Bacteriophages are the most numerous, widespread in the biosphere and, presumably the most evolutionarily ancient group of viruses. The approximate size of the phage population is more than 1030 phage particles.

Bacteriophage structure

Bacteriophage Structure.png.

1 - Head, 2 - Tail, 3 - nucleic acid, 4 - capsid, 5 - "Collar", 6 - Protein Case Tail, 7 - Tail Fibril, 8 - Spikes, 9 - Basal Plate

Bacteriophages differ in the chemical structure, the type of nucleic acid, morphology and the nature of interaction with bacteria. In size, bacterial viruses are hundreds and thousands of times less microbial cells.

A typical phage particle (Virion) consists of head and tail. The tail length is usually 2-4 times larger than the diameter of the head.

The head contains genetic material - single-stranded or double-chain RNA or DNA with an enzyme transcriptase in an inactive state, surrounded by a protein or lipoprotein shell - capsid that preserves the gene from the outside cell.

In natural conditions, phages are found in those places where bacteria sensitive to them. The richer one or another substrate (soil, the allocation of man and animals, water, etc.) by microorganisms, the more in it there are corresponding phages. So, phages, lyseing cells of all types of soil microorganisms are in soils. Especially rich in the phages of black soil and soil, in which organic fertilizers were introduced.

Nucleic acid and capsid together make up nucleocapsid. Bacteriophages may have an ikosahedral capsid, assembled from a variety of copies of one or two specific proteins. Typically, the angles consist of protein pentamers, and the support of each side of the hexamers of the same or similar protein. Moreover, phages in shape can be spherical, lymonic or pleomorphic.

The tail, or the process, is a protein tube - the continuation of the protein shell of the head, at the base of the tail there is a atfez, which regenerates the energy for the injection of genetic material. There are also bacteriophages with a short process, not having a process and filamentons.

Head of a rounded, hexagonal or roller shape with a diameter of 45-140 nm. The process is 10-40 thick and 100-200 nm long. Some of the bacteriophages of the rounded, other filadines, the size of 8 × 800 nm. The length of the nucleic acid thread is many times the size of the head, in which it is in the twisted state, and reaches 60-70 microns. The process has a view of a hollow tube, surrounded by a case containing contractile proteins like muscle. A number of viruses have a case capable, exposing part of the rod. At the end of the process, many bacteriophages have a basal plate, which departs thin long threads that contribute to the attachment of the phage to the bacteria. The total amount of protein in the phage particle - 50-60%, nucleic acids - 40-50%.

In some phages, the genome contains several thousand grounds, while FAG G, the largest of sequenced phages, contains 480,000 base pairs - twice as many mean values \u200b\u200bfor bacteria, although there is still an insufficient number of genes for such an essential bacterial organoid as ribosomes.

Bacteriophages perform a role in the control of microbial populations, in the autolysis of aging cells, in the transfer of bacterial genes, speaking as vector "systems".

Indeed, bacteriophages are one of the main moving genetic elements. By transduction, they bring new genes to the bacterial genome. It was estimated that 1024 bacteria could be infected in 1 second. This means that the constant transfer of genetic material is distributed between bacteria living under similar conditions.

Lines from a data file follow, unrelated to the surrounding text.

PR #1512, opened 2025-06-16
stylix: cleanup mkTarget impl

awwpotato:
inspired by https://github.com/nix-community/stylix/pull/1368#discussion_r2148909423

CC @MattSturgeon @Flameopathic @trueNAHO 

## Things done

### DIFF
--- a/stylix/mk-target.nix
+++ b/stylix/mk-target.nix
@@ -201,7 +201,7 @@ let
           builtins.attrNames
         ];
 
-      getStylixAttrs =
+      getArgs =
         fn:
         lib.genAttrs (functionArgNames fn) (
           arg:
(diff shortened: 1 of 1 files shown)


stylix/mk-target.nix
```diff
@@ -222,26 +222,25 @@ let
         );
 
       # Call the configuration function with its required Stylix arguments.
-      mkConfig = fn: fn (getStylixAttrs fn);
+      applyArgs = fn: fn (getArgs fn);
```
MattSturgeon, line 225: Do we actually need a function to apply `getArgs` to a function, when we already have a function to easily get the args?

I.e. is `applyArgs foo` actually better than `foo (getArgs foo)`?

I ask, because I'm wondering if it'd be more useful to have a `maybeApply`, used like `maybeApply foo (getArgs foo)`:

```nix
maybeApply =
  maybeFn: args:
  if isFunction maybeFn then maybeFn args else maybeFn;
```

But I think the current `applyArgs` would break that abstraction 🤔

Flameopathic (approved):
I'm not sure that the function naming is perfect, but honestly I don't think it ever will be. Code looks nicer now, though! Thanks for the cleanup.

stylix/mk-target.nix
trueNAHO: > Do we actually need a function to apply `getArgs` to a function, when we already have a function to easily get the args?
>
> I.e. is `applyArgs foo` actually better than `foo (getArgs foo)`?

With the previous `mkConfig` terminology, it seemed obvious to provide this wrapper. Now, it would simplify the code by inlining this `applyArgs` function.

> I ask, because I'm wondering if it'd be more useful to have a `maybeApply`, used like `maybeApply foo (getArgs foo)`:
>
> ```nix
> maybeApply =
>   maybeFn: args:
>   if isFunction maybeFn then maybeFn args else maybeFn;
> ```
>
> But I think the current `applyArgs` would break that abstraction 🤔

I think it is better to keep the explicit `if builtins.isFunction c then conditionalConfig c else c` case in the main loop, as currently done.

trueNAHO:
Superseded-by: https://github.com/nix-community/stylix/pull/1721

PR #1513, opened 2025-06-16
bemenu: add defaultText to fontSize

awwpotato:
https://github.com/nix-community/stylix/pull/1368#discussion_r2148905012
cc @MattSturgeon 

## Things done

### DIFF
--- a/modules/bemenu/hm.nix
+++ b/modules/bemenu/hm.nix
@@ -15,6 +15,7 @@ mkTarget {
       '';
       type = with lib.types; nullOr int;
       default = config.stylix.fonts.sizes.popups;
+      defaultText = lib.literalExpression "config.stylix.fonts.sizes.popups";
     }; # optional argument
 
     alternate = lib.mkOption {


modules/bemenu/hm.nix
```diff
@@ -15,6 +15,7 @@ mkTarget {
       '';
       type = with lib.types; nullOr int;
       default = config.stylix.fonts.sizes.popups;
+      defaultText = lib.literalExpression "config.stylix.fonts.sizes.popups";
```
MattSturgeon, line 18: I think stylix usually does:


```suggestion
      defaultText = lib.literalExpression "stylix.fonts.sizes.popups";
```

The high level of specialization, long-term existence, the ability to quickly reproduce in the relevant host contributes to their preservation in a dynamic balance among the wide variety of types of bacteria in any natural ecosystem.

When the appropriate host is absent, many phages can preserve infection ability for decades if they are not destroyed by extreme substances or the conditions of the external environment.